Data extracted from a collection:
PR #489, opened 2025-09-12
VPLAY-11040 Reduce logging from PushNextTsbFragment()

jfagunde:
Reason for Change: Log output from PushNextTsbFragment() during trick
                   modes is very noisy

Summary of Changes:
* Do not call PushNextTsbFragment() for tracks that are not enabled
* During FF "Failed to read next fragment" is expected so moved to TRACE
* Move noisy INFO "No next fragment available" to TRACE
* Move implementation of two AampTsbReader methods to source file
* Improve PushNextTsbFragment() method comments
* Add L1 test verifying only fragmentcollector_mpd.cpp
* Test change in L1 test
* Add necessary fakes and mocks

Test Procedure: Check log lines from PushNextTsbFragment() when using trick modes

Risk: Low

PR #502, opened 2025-09-18
VPLAY-11125 [AAMP-TSB] Fragments not skipped when ff to live at high rate

jfagunde:
Reason for Change: Too many i-frames injected when ff to live at high rate

Summary of Changes:
* SkipFragment() output parameter nextFragmentData is null if the next
  fragment to be presented is not available
* Test new behaviour in AampTsbSessionManagerTests L1 test
* Recover old AampTsbSessionManagerTests L1 tests that had been deleted
* Delete L1 SkipFragment_TrickplayRates that was not testing AAMP code

Test Procedure: With >10min AAMP TSB, FF BoS to live and check i-frames displayed

Risk: Low


AampTSBSessionManager.cpp
```diff
@@ -824,14 +824,19 @@ void AampTSBSessionManager::SkipFragment(std::shared_ptr<AampTsbReader>& reader,
 				{
 					tmp = nextFragmentData->prev;
 				}
+				nextFragmentData = tmp;
```
DomSyna: Consider *8 with 1.92 sec segments.
delta will be 2 initially so we will skip every other segment as delta will be greater than 1.92 and hence not the the break on the first pass.

with a 1.92 sec segment we should drop the odd segment, but we will be dropping 1 in 2. It would be better to tell skip fragment what the time of the next displayed time should be and skip segments skips until it has a segment that covers time t

test/utests/tests/AampTsbSessionManagerTests_Mocked/FunctionalTests.cpp
```diff
@@ -58,12 +57,10 @@ class AampTsbSessionManagerTests : public ::testing::Test {
 
 		// Create mocks for the AAMP objects
 		g_mockPrivateInstanceAAMP = new NiceMock<MockPrivateInstanceAAMP>();
```
DomSyna, line 60: good to use smart pointers instead of new for the other mocks ?

test/utests/tests/AampTsbSessionManagerTests_Mocked/FunctionalTests.cpp
```diff
@@ -119,29 +112,16 @@ class AampTsbSessionManagerTests : public ::testing::Test {
 	constexpr static double kDefaultBandwidth{1000000}; // 1Mbps
 };
 
-// Test calling PushNextTsbFragment() for a track that is disabled
-TEST_F(AampTsbSessionManagerTests, TrackDisabled)
-{
```
DomSyna, line 124: doesn't this test push next fails if the track is disabled ?

jfagunde: The code has been modified in https://github.com/rdkcentral/aamp/pull/489/files to not call PushNextTsbFragment() for a track that is disabled. The check that the track is enabled inside PushNextTsbFragment() was removed. I.e. PushNextTsbFragment() is not expected to be called for a track that is disabled. If it was and the next fragment was present in the TSB, it would be injected. So this test does no longer make sense (it was not a good test anyway because it didn't fail after the check for track enabled was removed from the code).

test/utests/tests/AampTsbSessionManagerTests_Mocked/FunctionalTests.cpp
jfagunde: I rather not refactor these existing tests like that as part of this Jira. I have already probably done too many changes to these tests.

AampTSBSessionManager.cpp
jfagunde: Are you suggesting to change the algorithm used to skip fragments? I rather not do that as part of this Jira.
Your description of how skipping works at the moment is correct. At a rate x8 and 4fps, the delta is 2s, so i-frames will be presented at a rate not shorter than 2s. With 1.92s duration segments, one every two segments will be dropped, so the rate at which i-frames would be presented is 1.92*2=3.84s. We could maybe drop fewer segments, but that is not the purpose of this Jira.

DomSyna: Yes, I was thinking the method should be provided the time t of the next segment to be presented and do something like

if direction is forward
   while(nextFragmentData  && t > (nextFragmentData->start + duration))
       nextFragmentData = nextFragmentData->next
 else
     do something similar
  
  return nextFragmentData

AampTSBSessionManager.cpp
```diff
@@ -824,14 +824,19 @@ void AampTSBSessionManager::SkipFragment(std::shared_ptr<AampTsbReader>& reader,
 				{
 					tmp = nextFragmentData->prev;
```
DomSyna: does having tmp serve any purpose still ? I'd be tempted to get rid of it and just 
nextFragmentData = nextFragmentData->prev;

jfagunde: Done

AampTSBSessionManager.cpp
```diff
@@ -806,36 +806,52 @@ void AampTSBSessionManager::SkipFragment(std::shared_ptr<AampTsbReader>& reader,
 				delta = static_cast<AampTime>(std::abs(static_cast<double>(rate))) / static_cast<double>(vodTrickplayFPS);
 			}
 			
+			bool skipFragments = true;
```
DomSyna: Using break is better as the variable doesn't need testing on the last iteration of the loop. 

Can line 797 ^ be deleted, no point in setting delta to 0 again.

Is it worth adding && rate to the first if at 785 given no point in doing any of this code if paused ?

AampTSBSessionManager.cpp
```diff
@@ -806,36 +806,52 @@ void AampTSBSessionManager::SkipFragment(std::shared_ptr<AampTsbReader>& reader,
...
 				{
-					tmp = nextFragmentData->prev;
+					skipFragments = false;
 				}
-				if (!tmp)
+				else
 				{
-					break;
+					delta -= fragDuration;
+					skippedDuration += fragDuration;
```
DomSyna: Only seems to be used in the logging, and is only output if a fragment is returned. 
Is this useful given some scenarios it won't be logged ?

AampTSBSessionManager.cpp
```diff
@@ -806,36 +806,52 @@ void AampTSBSessionManager::SkipFragment(std::shared_ptr<AampTsbReader>& reader,
 				delta = static_cast<AampTime>(std::abs(static_cast<double>(rate))) / static_cast<double>(vodTrickplayFPS);
 			}
 			
+			bool skipFragments = true;
 			// Only skip fragments when delta is larger than fragment duration
-			while (delta > 0.0)
+			while (nextFragmentData && (delta > AAMP_RATE_PAUSE) && skipFragments)
```
DomSyna: Don't think this makes sense ? comparing a delta with a speed
delta > AAMP_RATE_PAUSE

AampTSBSessionManager.cpp
```diff
@@ -806,36 +806,52 @@ void AampTSBSessionManager::SkipFragment(std::shared_ptr<AampTsbReader>& reader,
...
+					if ((rate > AAMP_NORMAL_PLAY_RATE) && (nextFragmentData->GetAbsolutePosition().inSeconds() >= mAamp->mTrickModePositionEOS))
+					{
+						AAMPLOG_INFO("Reached live play position during fast forward");
+						skipFragments = false;
+					}
+					else if (rate > AAMP_RATE_PAUSE)
+					{
+						nextFragmentData = nextFragmentData->next;
+					}
+					else if (rate < AAMP_RATE_PAUSE)
```
DomSyna: Can we just have else given for PAUSE delta will be 0 and we won't get in the while ?

AampTSBSessionManager.cpp
```diff
@@ -806,36 +806,52 @@ void AampTSBSessionManager::SkipFragment(std::shared_ptr<AampTsbReader>& reader,
...
+					{
+						if (nextFragmentData->prev)
+						{
+							nextFragmentData = nextFragmentData->prev;
+						}
+						else
+						{
+							AAMPLOG_INFO("Reached beginning of TSB during rewind");
```
DomSyna: Maybe wants a comment explain why we don't want to return null when rewind

AampTSBSessionManager.cpp
jfagunde: Line 797 deleted.
I replaced the calls to break with this boolean to avoid having multiple exit points in the loop.
The logic to check the rate is in PushNextTsbFragment() where this function is called. Would it be cleaner if it is moved inside this function? I would not want to duplicate it.

AampTSBSessionManager.cpp
jfagunde: You are right. Undone ;)

AampTSBSessionManager.cpp
jfagunde: I think is useful. It gives information about how much duration was skipped:
`Line 15018: 2025-09-24T12:26:13.630Z com.sky.as.apps_com.comcast.viper_ipa[3984]:  [AAMP-PLAYER][-1][INFO][b27ba648][SkipFragment][848]Skipped frames [rate=-30.00] from 1758716531.64 to 1758716525.88 delta = 1.74, total duration = 5.76`

AampTSBSessionManager.cpp
jfagunde: Another argument to move the logic to check the rate inside this function?

AampTSBSessionManager.cpp
jfagunde: Done.

AampTSBSessionManager.cpp
jfagunde: I reverted to use break instead of the boolean and moved the rate check inside SkipFragment() function.

AampTSBSessionManager.cpp
jfagunde: Done. I have moved the rate checks to inside this function.

AampTSBSessionManager.cpp
```diff
@@ -777,65 +777,125 @@ AAMPStatusType AampTSBSessionManager::InvokeTsbReaders(double &startPosSec, floa
...
+ */
+AampTime AampTSBSessionManager::CalculateSkipDelta(float rate, int vodTrickplayFPS)
+{
+	AampTime delta = 0.0;
+
+	if (mAamp->playerStartedWithTrickPlay)
+	{
+		AAMPLOG_WARN("Played switched in trickplay, delta set to zero");
+		mAamp->playerStartedWithTrickPlay = false;
+		delta = 0.0;
```
DomSyna: pointless ?

AampTSBSessionManager.cpp
```diff
@@ -777,65 +777,125 @@ AAMPStatusType AampTSBSessionManager::InvokeTsbReaders(double &startPosSec, floa
...
+	}
+	else if (vodTrickplayFPS == 0)
+	{
+		AAMPLOG_WARN("vodTrickplayFPS is zero, delta set to zero");
+		delta = 0.0;
```
DomSyna: pointless ?

AampTSBSessionManager.cpp
```diff
@@ -777,65 +777,125 @@ AAMPStatusType AampTSBSessionManager::InvokeTsbReaders(double &startPosSec, floa
...
+	return success;
+}
+
+/**
+ * @brief Check if fragment skipping should be performed
+ */
+bool AampTSBSessionManager::ShouldSkipFragments(std::shared_ptr<AampTsbReader>& reader, float rate)
+{
+	return (eMEDIATYPE_VIDEO == reader->GetMediaType() &&
+			((AAMP_NORMAL_PLAY_RATE < rate) || (AAMP_RATE_PAUSE > rate)));
```
DomSyna, line 851: (AAMP_NORMAL_PLAY_RATE < rate) || (AAMP_RATE_PAUSE > rate)
Would it be more readable as

(AAMP_NORMAL_PLAY_RATE != rate) && (rate != AAMP_RATE_PAUSE)
which will shortcut more often that then other options since vast majority of time we will be at normal play rate. It may be better to check rate before media type as AAMP_NORMAL_PLAY_RATE != rate will be the norm

AampTSBSessionManager.cpp
```diff
@@ -777,65 +777,125 @@ AAMPStatusType AampTSBSessionManager::InvokeTsbReaders(double &startPosSec, floa
...
 void AampTSBSessionManager::SkipFragment(std::shared_ptr<AampTsbReader>& reader, TsbFragmentDataPtr& nextFragmentData)
 {
+	// Early validation check
 	if (nextFragmentData && reader && !reader->IsEos())
 	{
-		AampTime skippedDuration{};
-		if(eMEDIATYPE_VIDEO == reader->GetMediaType())
+		float rate = reader->GetPlaybackRate();
+
+		if (ShouldSkipFragments(reader, rate))
```
DomSyna, line 864: Could make this first, pass in rate by reference and include the early validation checks ? Not sure

AampTSBSessionManager.cpp
```diff
@@ -777,65 +777,125 @@ AAMPStatusType AampTSBSessionManager::InvokeTsbReaders(double &startPosSec, floa
...
-				{
-					tmp = nextFragmentData->next;
-				}
-				else if (rate < 0.0)
-				{
-					tmp = nextFragmentData->prev;
-				}
-				if (!tmp)
+
+				if (!NavigateToNextFragment(nextFragmentData, rate))
```
DomSyna, line 883: don't like the name, but maybe me

AampTSBSessionManager.cpp
jfagunde: Removed

AampTSBSessionManager.cpp
jfagunde: Deleted

AampTSBSessionManager.cpp
jfagunde: The original check was:
(AAMP_NORMAL_PLAY_RATE != rate && AAMP_RATE_PAUSE != rate && AAMP_SLOWMOTION_RATE != rate)
But I think this is safer, in case they come up with some other slow motion rate.

AampTSBSessionManager.cpp
jfagunde: It was Copilot idea :)
Do you have any suggestion?

AampTSBSessionManager.cpp
jfagunde: I don't think is worth changing it.

pstroffolino (approved):

PR #956, opened 2026-02-02
VPLAY-12061:Closed captioning issues after introducing webvTT along w…

Gnanesha:
…ith inBand CC tracks

Reason for change: filter out the webvtt tracks before sending the list of tracks to application
Test Procedure: see ticket
Risks: Low


priv_aamp.cpp
```diff
@@ -6450,6 +6450,8 @@ void PrivateInstanceAAMP::Tune(const char *mainManifestUrl,
 			SETCONFIGVALUE_PRIV(AAMP_DEFAULT_SETTING, eAAMPConfig_EnableLiveLatencyCorrection, true);
 		}
 		SETCONFIGVALUE_PRIV(AAMP_DEFAULT_SETTING, eAAMPConfig_EnablePTSReStamp, SocUtils::EnablePTSRestamp());
+		SETCONFIGVALUE_PRIV(AAMP_DEFAULT_SETTING, eAAMPConfig_DisableWebVTT, true);
```
Gnanesha, line 6453: “This suggestion is incorrect. The setting is applied in a controlled manner only where relevant for Peacock, and Peacock does not use WebVTT.

PR #959, opened 2026-02-03
Feature/vplay 12147 memory leak in aamp tsb data manager.cpp

DomSyna:
The prev and next pointers in TsbFragmentData class create a cyclic dependency on the shared pointers so they can't be automatically released as the usage count will never reach 0. To resolve this I have changed prev to a weak pointer.

### DIFF
--- a/AampTSBSessionManager.cpp
+++ b/AampTSBSessionManager.cpp
@@ -837,12 +837,12 @@ bool AampTSBSessionManager::NavigateToNextFragment(TsbFragmentDataPtr& fragment,
 	}
 	else							// Rewind
 	{
-		if (fragment->prev)
+		if (auto prevShared = fragment->prev.lock()) 
 		{
-			fragment = fragment->prev;
+			fragment = prevShared;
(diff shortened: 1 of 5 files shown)


AampTSBSessionManager.cpp
```diff
@@ -837,12 +837,12 @@ bool AampTSBSessionManager::NavigateToNextFragment(TsbFragmentDataPtr& fragment,
...
 	{
-		if (fragment->prev)
+		if (auto prevShared = fragment->prev.lock()) 
 		{
-			fragment = fragment->prev;
+			fragment = prevShared;
 			success = true;
-		}
-		if (!(fragment->prev))
+		}
```
jfagunde: Trailing tab

jfagunde (approved):

AampTSBSessionManager.cpp
DomSyna: done

pstroffolino (approved):

PR #960, opened 2026-02-03
VPLAY-12061 webvtt fix for peacock - follow-up

pstroffolino:
VPLAY-12061 webvtt fix for peacock - follow-up

Reason for Change: refined comment text and tab consistency


pstroffolino:
abandoning

PR #961, opened 2026-02-03
VPLAY-12576  Add precision to AAMP totalPerformRequest HttpRequestEnd

rajat698:
Reason for change: To avoid rounding of AAMP segment's downloadTimeMS
Risks: Low
Priority: P1


drm/AampDRMLicManager.cpp
```diff
@@ -566,7 +568,7 @@ KeyState AampDRMLicenseManager::processLicenseResponse(std::shared_ptr<DrmHelper
  * @param[in] eventHandle - DRM Metadata event handle
  * @param[in] respData - download response data
  */
-void AampDRMLicenseManager::UpdateLicenseMetrics(DrmRequestType requestType, int32_t statusCode, std::string licenseRequestUrl, long long downloadTimeMS, DrmMetaDataEventPtr eventHandle, DownloadResponsePtr respData )
+void AampDRMLicenseManager::UpdateLicenseMetrics(DrmRequestType requestType, int32_t statusCode, std::string licenseRequestUrl, double downloadTimeMS, DrmMetaDataEventPtr eventHandle, DownloadResponsePtr respData )
```
jfagunde: It would be better to use AampTime instead, to avoid floating point calculations.

drm/AampDRMLicManager.cpp
```diff
@@ -35,6 +35,8 @@
 #include "PlayerUtils.h"
 #include "PlayerSecInterface.h"
 
+#include <chrono>
+
```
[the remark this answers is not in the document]
easy8software: let's do this

drm/AampDRMLicManager.cpp
easy8software, line 570: why this change?  do we really need sub-ms downloatTimeMs reporting?  1ms is very tiny
in general, can make sense to use double for seconds, and integer types for ms.

drm/AampDRMLicManager.cpp
```diff
@@ -956,17 +958,18 @@ DrmData* AampDRMLicenseManager::getLicense(LicenseRequest &licenseRequest,
 	AAMPLOG_WARN(" Sending license request to server : %s ", licenseRequest.url.c_str());
 
 	unsigned int attemptCount = 0;
-	long long tStartTimeWithRetry = NOW_STEADY_TS_MS;
+	const auto startTimeWithRetry = std::chrono::steady_clock::now();
```
easy8software, line 960: why this change from NOW_STEADY_TS_MS macro to std::chrono::steady_clock::now()?

AampMPDDownloader.cpp
```diff
@@ -589,11 +593,11 @@ void AampMPDDownloader::stichToCachedManifest(ManifestDownloadResponsePtr mpdToA
 * @params DownloadResponse pointer ,totalPerformanceTime
 * @return void
 */
-void AampMPDDownloader::showDownloadMetrics(DownloadResponsePtr dnldPtr, int totalPerformanceTime)
+void AampMPDDownloader::showDownloadMetrics(DownloadResponsePtr dnldPtr, double totalPerformanceTimeMs)
 {
 	int http_code			=	dnldPtr->iHttpRetValue;
 	double total			=	dnldPtr->downloadCompleteMetrics.total;
-	double totalPerformRequest	= (double)(totalPerformanceTime)/1000;	// in sec
+	double totalPerformRequest	= totalPerformanceTimeMs / 1000.0;
```
pstroffolino, line 596: if we're going to make change here, probably good idea to add suffix to make units clear (i.e. Ms or S)

priv_aamp.cpp
```diff
@@ -4970,7 +4977,22 @@ bool PrivateInstanceAAMP::GetFile( std::string remoteUrl, AampMediaType mediaTyp
 					}
 
 					AAMPLOG(reqEndLogLevel, "HttpRequestEnd: %s%d,%d,%d%s,%2.4f,%2.4f,%2.4f,%2.4f,%2.4f,%2.4f,%2.4f,%2.4f,%g,%ld,%ld,%" BITSPERSECOND_FORMAT ",%.500s%s%s",
```
pstroffolino, line 5150: Here is where the functional change is happening, but not clear how?  understanding is there was some inconsistent rounding interfering with calculations.  But the floating point formatters above aren't changed.

drm/AampDRMLicManager.cpp
rajat698: We're doing so to match curl's precision. Before this PR (tip of the sprint), we were doing using ms and then dividing by 1000 for conversion to seconds for logging. So if actual time taken was for example 93.4 ms, or even 93.9 ms it rounded off to its floor integer (93) and then was divided by 1000 = 0.0930 seconds, instead of the actual 0.0934 or 0.0939. So this change is to bring this precision.

This precision helps us for more accurate measurements and to avoid mistakes like for example if we are calculating (total time - latency) and latency logged today is more precise. For example latency logged is 0.0936 and total time logged is 0.0930 (when it's actually 0.0939), total time - latency will be negative, which is wrong.

drm/AampDRMLicManager.cpp
rajat698: NOW_STEADY_TS_MS gives us integer milliseconds and not precise milliseconds with decimals which is needed for this change

priv_aamp.cpp
rajat698: Here it always was the floating data typed logged (time in ms/1000), but less precise. 0.0939 seconds was logged as 0.0930. We have just added that precision without changing the data type

AampMPDDownloader.cpp
```diff
@@ -589,11 +593,11 @@ void AampMPDDownloader::stichToCachedManifest(ManifestDownloadResponsePtr mpdToA
 * @params DownloadResponse pointer ,totalPerformanceTime
 * @return void
```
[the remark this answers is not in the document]
rajat698: @copilot open a new pull request to apply changes based on [this feedback](https://github.com/rdkcentral/aamp/pull/961#discussion_r2760781945)

drm/AampDRMLicManager.cpp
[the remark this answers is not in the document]
rajat698: @copilot open a new pull request to apply changes based on [this feedback](https://github.com/rdkcentral/aamp/pull/961#discussion_r2760781993)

→ **WHAT YOU SHOULD DO**:
The lines above, starting at the one with "Test Procedure: With" and ending at the one with "delta will be 2", are the only ones to return, exactly as written.

→ **EXERCISE RESPONSE**:
Test Procedure: With >10min AAMP TSB, FF BoS to live and check i-frames displayed

Risk: Low


AampTSBSessionManager.cpp
```diff
@@ -824,14 +824,19 @@ void AampTSBSessionManager::SkipFragment(std::shared_ptr<AampTsbReader>& reader,
 				{
 					tmp = nextFragmentData->prev;
 				}
+				nextFragmentData = tmp;
```
DomSyna: Consider *8 with 1.92 sec segments.
delta will be 2 initially so we will skip every other segment as delta will be greater than 1.92 and hence not the the break on the first pass.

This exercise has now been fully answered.